• **Directions for this task**
Throughout the listing below, copy each line containing "from".

Start of Block

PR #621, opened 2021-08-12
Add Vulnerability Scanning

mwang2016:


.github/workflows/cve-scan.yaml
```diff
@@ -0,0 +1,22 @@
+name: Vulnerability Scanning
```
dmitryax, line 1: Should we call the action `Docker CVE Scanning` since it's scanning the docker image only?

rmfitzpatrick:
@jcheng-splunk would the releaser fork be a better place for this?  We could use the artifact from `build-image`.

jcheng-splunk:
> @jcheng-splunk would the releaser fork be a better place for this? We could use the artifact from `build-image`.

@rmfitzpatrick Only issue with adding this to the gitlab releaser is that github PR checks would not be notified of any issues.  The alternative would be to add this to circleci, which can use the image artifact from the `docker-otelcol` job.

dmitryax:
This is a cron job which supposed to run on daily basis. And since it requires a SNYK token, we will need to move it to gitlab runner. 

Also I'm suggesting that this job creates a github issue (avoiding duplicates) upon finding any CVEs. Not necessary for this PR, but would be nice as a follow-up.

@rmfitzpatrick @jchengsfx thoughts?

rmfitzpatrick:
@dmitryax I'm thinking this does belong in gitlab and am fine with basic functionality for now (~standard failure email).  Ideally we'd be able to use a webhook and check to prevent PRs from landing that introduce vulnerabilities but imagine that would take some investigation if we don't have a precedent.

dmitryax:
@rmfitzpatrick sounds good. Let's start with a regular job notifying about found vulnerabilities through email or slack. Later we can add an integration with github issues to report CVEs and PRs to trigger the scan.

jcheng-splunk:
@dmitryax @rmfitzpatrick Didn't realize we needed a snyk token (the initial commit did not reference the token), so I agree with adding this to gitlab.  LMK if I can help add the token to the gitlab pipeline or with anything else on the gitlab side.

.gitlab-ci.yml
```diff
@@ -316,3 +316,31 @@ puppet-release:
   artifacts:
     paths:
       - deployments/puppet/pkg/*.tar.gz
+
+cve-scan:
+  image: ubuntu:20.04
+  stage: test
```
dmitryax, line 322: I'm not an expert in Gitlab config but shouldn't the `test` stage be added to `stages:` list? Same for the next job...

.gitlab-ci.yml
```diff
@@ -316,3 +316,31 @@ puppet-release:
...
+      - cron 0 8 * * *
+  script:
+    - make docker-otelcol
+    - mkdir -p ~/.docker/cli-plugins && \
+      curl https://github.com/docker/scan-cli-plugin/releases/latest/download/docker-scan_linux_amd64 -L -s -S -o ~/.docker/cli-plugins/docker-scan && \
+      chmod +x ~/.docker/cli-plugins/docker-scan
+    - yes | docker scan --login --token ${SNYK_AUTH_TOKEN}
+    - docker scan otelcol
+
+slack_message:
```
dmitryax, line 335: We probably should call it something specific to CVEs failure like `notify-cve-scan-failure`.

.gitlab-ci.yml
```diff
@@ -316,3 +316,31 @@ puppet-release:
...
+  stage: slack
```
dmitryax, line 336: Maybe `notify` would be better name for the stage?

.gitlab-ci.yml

End of Block
Start of Block

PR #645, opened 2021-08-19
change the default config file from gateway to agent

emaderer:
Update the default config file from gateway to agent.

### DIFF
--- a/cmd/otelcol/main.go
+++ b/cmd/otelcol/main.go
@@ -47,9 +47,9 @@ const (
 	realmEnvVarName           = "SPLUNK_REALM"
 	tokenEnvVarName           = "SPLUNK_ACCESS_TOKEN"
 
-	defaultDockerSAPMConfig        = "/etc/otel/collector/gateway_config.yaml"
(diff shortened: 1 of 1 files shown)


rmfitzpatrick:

End of Block
Start of Block

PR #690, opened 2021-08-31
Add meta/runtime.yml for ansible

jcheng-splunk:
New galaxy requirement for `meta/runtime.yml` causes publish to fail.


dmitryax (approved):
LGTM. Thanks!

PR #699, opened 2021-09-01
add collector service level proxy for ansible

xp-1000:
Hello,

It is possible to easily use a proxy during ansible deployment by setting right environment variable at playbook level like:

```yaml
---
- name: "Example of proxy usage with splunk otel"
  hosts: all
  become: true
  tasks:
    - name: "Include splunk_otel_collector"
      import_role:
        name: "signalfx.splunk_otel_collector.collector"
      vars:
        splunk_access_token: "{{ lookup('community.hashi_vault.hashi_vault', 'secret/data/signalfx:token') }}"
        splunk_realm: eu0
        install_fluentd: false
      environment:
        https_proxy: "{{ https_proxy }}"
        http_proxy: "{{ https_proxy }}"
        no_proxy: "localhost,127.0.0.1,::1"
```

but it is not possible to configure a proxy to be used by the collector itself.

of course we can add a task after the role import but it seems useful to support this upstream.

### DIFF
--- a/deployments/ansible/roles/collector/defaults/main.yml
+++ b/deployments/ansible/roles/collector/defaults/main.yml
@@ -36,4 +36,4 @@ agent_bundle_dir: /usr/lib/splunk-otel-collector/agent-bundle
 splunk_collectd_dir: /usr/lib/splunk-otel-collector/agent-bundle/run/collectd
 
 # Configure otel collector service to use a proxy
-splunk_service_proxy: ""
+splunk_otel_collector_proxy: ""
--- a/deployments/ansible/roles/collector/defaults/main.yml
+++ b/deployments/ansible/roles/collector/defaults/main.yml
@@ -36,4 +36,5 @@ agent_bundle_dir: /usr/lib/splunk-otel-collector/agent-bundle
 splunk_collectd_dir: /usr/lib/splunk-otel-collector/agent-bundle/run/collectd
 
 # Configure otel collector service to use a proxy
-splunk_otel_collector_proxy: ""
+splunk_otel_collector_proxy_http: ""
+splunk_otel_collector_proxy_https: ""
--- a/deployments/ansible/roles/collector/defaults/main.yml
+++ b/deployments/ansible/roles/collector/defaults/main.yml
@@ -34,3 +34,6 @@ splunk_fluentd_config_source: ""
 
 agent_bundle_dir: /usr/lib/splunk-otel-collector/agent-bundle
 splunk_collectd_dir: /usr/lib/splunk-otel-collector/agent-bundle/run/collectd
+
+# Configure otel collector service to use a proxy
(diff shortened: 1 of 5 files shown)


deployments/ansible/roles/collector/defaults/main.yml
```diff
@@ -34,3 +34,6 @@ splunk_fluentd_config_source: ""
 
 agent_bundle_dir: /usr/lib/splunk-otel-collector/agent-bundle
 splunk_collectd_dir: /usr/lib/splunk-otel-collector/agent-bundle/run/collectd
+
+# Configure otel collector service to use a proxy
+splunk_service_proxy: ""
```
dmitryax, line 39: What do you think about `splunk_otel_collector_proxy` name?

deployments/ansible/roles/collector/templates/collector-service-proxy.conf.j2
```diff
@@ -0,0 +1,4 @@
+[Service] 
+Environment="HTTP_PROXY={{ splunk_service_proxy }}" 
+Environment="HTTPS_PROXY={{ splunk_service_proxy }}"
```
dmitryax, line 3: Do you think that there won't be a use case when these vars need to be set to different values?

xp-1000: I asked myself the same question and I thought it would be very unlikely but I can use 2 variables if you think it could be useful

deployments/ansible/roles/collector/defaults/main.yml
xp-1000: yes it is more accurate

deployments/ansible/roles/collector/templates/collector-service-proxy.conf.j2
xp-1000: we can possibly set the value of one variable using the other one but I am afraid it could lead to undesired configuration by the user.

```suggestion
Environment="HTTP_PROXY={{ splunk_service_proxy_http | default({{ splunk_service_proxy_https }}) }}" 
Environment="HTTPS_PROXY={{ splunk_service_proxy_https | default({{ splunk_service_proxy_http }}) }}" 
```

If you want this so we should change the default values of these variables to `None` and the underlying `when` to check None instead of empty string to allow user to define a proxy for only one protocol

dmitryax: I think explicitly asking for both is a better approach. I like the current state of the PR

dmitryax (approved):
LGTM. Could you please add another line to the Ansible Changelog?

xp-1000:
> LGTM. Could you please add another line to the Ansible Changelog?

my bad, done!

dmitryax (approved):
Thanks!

End of Block

• **Exercise response**
@jcheng-splunk would the releaser fork be a better place for this?  We could use the artifact from `build-image`.
> @jcheng-splunk would the releaser fork be a better place for this? We could use the artifact from `build-image`.
@rmfitzpatrick Only issue with adding this to the gitlab releaser is that github PR checks would not be notified of any issues.  The alternative would be to add this to circleci, which can use the image artifact from the `docker-otelcol` job.
@dmitryax I'm thinking this does belong in gitlab and am fine with basic functionality for now (~standard failure email).  Ideally we'd be able to use a webhook and check to prevent PRs from landing that introduce vulnerabilities but imagine that would take some investigation if we don't have a precedent.
change the default config file from gateway to agent
Update the default config file from gateway to agent.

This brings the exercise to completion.